• _INSTRUCTIONS FOR THE TASK_
Gather all lines from the material that contain "warning".

━━━━━ RECORDS

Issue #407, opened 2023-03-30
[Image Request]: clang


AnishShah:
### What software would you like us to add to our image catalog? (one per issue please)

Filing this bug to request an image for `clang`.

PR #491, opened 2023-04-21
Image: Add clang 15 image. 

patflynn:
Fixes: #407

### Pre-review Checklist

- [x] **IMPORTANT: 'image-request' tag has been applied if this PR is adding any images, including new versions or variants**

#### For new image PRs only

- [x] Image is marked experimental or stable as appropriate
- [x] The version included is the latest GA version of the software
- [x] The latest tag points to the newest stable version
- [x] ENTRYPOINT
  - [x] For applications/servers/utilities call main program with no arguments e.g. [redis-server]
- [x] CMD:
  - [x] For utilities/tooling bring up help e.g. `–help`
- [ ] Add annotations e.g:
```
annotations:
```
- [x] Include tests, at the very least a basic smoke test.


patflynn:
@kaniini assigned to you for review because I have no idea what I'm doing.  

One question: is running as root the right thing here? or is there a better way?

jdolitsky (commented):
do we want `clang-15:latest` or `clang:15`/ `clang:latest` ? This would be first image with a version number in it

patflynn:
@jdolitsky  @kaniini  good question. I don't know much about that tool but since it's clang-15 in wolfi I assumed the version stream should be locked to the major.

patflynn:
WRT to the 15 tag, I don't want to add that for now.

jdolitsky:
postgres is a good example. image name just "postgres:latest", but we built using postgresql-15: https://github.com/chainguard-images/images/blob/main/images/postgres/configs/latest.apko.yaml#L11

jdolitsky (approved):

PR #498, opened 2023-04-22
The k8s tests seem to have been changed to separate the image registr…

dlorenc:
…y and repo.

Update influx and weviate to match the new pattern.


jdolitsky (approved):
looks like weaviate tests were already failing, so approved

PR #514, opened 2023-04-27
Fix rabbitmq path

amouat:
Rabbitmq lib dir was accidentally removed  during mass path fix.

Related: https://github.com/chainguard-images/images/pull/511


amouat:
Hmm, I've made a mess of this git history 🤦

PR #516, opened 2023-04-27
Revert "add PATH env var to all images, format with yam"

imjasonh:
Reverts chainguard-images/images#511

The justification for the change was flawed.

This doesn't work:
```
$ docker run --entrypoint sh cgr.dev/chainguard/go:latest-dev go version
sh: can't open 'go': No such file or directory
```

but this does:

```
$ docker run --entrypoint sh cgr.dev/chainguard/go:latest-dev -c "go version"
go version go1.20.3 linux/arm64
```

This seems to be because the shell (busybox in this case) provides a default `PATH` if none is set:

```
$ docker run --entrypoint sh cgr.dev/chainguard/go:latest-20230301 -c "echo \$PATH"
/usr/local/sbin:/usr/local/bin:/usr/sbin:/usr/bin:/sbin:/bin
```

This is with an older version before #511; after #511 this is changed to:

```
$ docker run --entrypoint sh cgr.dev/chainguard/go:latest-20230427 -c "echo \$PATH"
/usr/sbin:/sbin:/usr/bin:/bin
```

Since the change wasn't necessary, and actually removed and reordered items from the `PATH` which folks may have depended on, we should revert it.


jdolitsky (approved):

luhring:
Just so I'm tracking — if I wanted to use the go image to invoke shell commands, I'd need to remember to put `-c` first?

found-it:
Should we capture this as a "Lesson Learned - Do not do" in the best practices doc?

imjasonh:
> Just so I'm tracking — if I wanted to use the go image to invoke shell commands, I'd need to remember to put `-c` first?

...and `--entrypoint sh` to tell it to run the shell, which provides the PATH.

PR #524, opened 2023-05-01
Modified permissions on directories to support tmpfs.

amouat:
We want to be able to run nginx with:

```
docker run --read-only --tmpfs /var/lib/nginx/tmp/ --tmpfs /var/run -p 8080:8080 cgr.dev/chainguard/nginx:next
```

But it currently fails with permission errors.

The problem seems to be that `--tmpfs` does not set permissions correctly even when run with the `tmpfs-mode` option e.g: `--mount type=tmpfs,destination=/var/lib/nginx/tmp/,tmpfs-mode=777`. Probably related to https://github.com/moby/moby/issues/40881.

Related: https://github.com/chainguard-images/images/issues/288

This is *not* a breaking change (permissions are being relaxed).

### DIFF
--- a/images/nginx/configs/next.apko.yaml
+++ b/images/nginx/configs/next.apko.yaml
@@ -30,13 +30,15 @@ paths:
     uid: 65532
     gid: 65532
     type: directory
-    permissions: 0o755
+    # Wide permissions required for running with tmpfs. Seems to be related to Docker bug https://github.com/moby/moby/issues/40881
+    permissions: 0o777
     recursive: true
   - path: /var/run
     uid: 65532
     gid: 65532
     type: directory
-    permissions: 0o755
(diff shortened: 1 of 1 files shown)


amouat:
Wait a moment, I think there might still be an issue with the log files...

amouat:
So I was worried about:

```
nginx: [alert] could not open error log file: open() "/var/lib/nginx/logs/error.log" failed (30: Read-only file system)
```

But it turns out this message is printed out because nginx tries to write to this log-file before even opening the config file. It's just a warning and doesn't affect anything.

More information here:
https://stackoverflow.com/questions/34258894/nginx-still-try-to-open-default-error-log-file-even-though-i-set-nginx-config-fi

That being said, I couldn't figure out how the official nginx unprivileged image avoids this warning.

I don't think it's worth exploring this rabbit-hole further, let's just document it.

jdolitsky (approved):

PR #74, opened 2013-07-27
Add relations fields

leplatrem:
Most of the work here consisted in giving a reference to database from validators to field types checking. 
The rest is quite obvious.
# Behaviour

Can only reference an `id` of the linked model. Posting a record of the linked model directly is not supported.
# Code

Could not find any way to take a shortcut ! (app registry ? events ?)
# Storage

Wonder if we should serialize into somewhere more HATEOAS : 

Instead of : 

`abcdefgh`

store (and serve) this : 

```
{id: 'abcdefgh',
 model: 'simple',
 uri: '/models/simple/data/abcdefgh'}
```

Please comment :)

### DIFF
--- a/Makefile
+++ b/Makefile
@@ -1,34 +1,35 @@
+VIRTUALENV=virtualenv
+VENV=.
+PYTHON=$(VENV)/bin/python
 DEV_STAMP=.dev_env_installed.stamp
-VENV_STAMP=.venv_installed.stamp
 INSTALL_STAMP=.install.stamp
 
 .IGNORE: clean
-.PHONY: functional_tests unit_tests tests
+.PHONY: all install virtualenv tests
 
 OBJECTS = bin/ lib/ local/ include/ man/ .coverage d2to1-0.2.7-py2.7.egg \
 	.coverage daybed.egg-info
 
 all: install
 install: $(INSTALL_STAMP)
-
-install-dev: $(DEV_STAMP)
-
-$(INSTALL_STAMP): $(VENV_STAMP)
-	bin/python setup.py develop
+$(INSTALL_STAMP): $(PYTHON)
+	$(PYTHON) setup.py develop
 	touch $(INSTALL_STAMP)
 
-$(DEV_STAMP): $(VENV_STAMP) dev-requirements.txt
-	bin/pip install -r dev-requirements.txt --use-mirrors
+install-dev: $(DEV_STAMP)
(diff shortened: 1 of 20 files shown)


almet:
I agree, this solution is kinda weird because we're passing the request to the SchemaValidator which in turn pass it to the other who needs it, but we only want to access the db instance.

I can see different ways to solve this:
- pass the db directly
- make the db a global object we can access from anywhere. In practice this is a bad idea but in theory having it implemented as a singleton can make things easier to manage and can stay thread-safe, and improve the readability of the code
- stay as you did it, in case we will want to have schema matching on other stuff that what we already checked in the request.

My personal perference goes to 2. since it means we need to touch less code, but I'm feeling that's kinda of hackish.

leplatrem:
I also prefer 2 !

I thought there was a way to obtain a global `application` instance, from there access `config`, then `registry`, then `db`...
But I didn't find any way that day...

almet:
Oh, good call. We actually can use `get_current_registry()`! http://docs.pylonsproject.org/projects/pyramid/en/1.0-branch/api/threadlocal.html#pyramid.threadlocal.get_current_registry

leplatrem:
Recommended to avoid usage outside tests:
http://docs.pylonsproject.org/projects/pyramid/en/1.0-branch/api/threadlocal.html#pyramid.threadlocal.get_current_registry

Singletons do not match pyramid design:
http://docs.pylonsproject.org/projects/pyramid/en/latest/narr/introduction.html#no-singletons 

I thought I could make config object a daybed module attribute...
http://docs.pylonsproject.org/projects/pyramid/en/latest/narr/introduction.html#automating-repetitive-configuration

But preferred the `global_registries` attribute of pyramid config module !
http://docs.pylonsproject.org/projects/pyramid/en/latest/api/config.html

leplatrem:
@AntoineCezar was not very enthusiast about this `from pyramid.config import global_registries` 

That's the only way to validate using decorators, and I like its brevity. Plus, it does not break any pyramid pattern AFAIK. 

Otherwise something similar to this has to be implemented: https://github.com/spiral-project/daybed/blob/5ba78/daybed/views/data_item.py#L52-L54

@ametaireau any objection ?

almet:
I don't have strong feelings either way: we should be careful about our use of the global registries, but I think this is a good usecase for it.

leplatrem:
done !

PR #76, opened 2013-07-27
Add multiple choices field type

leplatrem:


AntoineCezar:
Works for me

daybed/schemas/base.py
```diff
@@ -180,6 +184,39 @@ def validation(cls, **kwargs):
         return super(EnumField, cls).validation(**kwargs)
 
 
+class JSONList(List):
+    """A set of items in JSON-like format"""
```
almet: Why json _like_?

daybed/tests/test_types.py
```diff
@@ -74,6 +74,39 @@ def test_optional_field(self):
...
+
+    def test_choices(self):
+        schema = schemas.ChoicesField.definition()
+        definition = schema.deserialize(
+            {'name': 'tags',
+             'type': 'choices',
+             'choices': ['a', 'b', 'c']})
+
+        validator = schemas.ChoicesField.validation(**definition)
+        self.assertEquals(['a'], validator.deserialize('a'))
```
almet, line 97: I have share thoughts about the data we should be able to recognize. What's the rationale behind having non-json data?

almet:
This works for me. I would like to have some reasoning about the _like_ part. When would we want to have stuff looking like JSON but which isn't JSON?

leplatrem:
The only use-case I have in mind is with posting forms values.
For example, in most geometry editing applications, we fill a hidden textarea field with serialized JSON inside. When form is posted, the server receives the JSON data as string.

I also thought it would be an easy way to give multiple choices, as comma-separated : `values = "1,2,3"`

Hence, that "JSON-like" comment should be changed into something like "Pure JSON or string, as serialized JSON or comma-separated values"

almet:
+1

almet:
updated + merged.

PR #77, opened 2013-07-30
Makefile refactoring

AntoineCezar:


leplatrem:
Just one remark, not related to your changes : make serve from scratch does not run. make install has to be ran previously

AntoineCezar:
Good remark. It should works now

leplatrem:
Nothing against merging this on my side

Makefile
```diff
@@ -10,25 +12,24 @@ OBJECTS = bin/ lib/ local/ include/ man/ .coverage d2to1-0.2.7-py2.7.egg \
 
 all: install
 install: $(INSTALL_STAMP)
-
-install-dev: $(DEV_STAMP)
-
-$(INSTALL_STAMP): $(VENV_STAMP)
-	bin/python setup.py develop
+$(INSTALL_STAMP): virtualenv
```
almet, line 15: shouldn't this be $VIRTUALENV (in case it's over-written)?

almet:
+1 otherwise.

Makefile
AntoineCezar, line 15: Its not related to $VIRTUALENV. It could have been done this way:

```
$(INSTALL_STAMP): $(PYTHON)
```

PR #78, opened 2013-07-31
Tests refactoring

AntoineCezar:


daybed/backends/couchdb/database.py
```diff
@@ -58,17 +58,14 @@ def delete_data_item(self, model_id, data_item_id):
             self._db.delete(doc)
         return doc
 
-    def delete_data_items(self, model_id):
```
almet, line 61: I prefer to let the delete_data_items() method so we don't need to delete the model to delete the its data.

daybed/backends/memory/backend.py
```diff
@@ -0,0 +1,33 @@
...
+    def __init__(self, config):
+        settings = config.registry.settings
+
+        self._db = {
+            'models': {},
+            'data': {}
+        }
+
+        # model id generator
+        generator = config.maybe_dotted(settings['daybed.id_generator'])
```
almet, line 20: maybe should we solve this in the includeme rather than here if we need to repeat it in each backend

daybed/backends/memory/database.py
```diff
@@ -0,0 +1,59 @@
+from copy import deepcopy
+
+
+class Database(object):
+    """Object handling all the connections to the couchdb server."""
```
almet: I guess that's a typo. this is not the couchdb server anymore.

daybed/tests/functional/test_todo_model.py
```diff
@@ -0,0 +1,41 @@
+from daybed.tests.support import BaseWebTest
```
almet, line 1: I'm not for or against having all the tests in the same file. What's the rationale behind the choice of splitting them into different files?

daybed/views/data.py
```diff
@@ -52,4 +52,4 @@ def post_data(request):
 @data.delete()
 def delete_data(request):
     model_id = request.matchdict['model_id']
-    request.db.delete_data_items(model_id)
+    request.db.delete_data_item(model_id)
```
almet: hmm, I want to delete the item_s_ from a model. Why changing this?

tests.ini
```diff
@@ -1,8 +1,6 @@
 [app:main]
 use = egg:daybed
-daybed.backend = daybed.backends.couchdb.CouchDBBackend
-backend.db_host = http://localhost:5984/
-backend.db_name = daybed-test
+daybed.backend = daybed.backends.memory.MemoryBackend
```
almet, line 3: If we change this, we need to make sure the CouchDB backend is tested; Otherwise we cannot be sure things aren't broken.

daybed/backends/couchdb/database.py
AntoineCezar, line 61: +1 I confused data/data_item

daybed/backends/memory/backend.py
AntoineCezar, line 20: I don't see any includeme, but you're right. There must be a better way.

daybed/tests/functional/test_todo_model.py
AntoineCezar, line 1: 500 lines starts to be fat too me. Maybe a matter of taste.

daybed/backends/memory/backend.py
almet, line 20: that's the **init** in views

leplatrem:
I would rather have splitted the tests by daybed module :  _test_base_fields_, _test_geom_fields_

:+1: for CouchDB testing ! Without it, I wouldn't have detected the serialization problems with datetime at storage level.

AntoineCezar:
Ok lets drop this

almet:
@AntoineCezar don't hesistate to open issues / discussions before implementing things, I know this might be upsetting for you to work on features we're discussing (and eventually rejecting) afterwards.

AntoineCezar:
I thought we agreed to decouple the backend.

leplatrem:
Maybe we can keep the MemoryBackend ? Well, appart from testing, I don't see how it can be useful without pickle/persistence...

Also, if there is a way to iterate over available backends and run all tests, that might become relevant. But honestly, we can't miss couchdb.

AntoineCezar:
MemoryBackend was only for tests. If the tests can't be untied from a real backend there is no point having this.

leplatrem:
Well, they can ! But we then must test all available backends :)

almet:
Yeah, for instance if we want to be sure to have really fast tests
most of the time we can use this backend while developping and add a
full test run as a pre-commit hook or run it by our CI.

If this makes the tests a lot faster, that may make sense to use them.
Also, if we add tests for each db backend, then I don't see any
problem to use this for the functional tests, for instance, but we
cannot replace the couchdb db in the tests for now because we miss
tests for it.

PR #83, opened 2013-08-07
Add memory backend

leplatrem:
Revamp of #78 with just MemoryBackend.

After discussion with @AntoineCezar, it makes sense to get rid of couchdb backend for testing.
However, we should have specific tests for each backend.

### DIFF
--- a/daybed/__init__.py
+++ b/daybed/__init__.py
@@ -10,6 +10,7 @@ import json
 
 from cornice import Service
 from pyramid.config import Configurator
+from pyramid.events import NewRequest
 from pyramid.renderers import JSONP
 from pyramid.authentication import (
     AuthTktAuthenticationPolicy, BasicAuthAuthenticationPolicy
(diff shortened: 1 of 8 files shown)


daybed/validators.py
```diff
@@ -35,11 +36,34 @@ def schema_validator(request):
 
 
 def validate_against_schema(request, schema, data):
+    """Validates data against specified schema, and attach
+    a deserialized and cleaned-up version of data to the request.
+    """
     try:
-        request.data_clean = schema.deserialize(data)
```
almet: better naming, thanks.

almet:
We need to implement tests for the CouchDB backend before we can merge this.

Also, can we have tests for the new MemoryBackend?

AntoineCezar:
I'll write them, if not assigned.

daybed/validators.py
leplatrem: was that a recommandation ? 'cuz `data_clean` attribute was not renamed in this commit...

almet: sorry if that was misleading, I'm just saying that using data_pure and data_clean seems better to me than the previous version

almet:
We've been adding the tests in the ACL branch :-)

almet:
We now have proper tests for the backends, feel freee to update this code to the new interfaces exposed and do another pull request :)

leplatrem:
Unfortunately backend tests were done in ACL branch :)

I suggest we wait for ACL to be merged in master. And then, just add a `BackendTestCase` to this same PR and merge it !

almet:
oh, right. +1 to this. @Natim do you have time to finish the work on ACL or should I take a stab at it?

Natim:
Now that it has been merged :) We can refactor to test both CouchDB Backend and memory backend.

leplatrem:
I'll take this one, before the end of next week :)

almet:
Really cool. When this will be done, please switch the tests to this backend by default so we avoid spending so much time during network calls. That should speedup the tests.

━━━━━━━━━━

• _EXERCISE RESPONSE_
But it turns out this message is printed out because nginx tries to write to this log-file before even opening the config file. It's just a warning and doesn't affect anything.
That being said, I couldn't figure out how the official nginx unprivileged image avoids this warning.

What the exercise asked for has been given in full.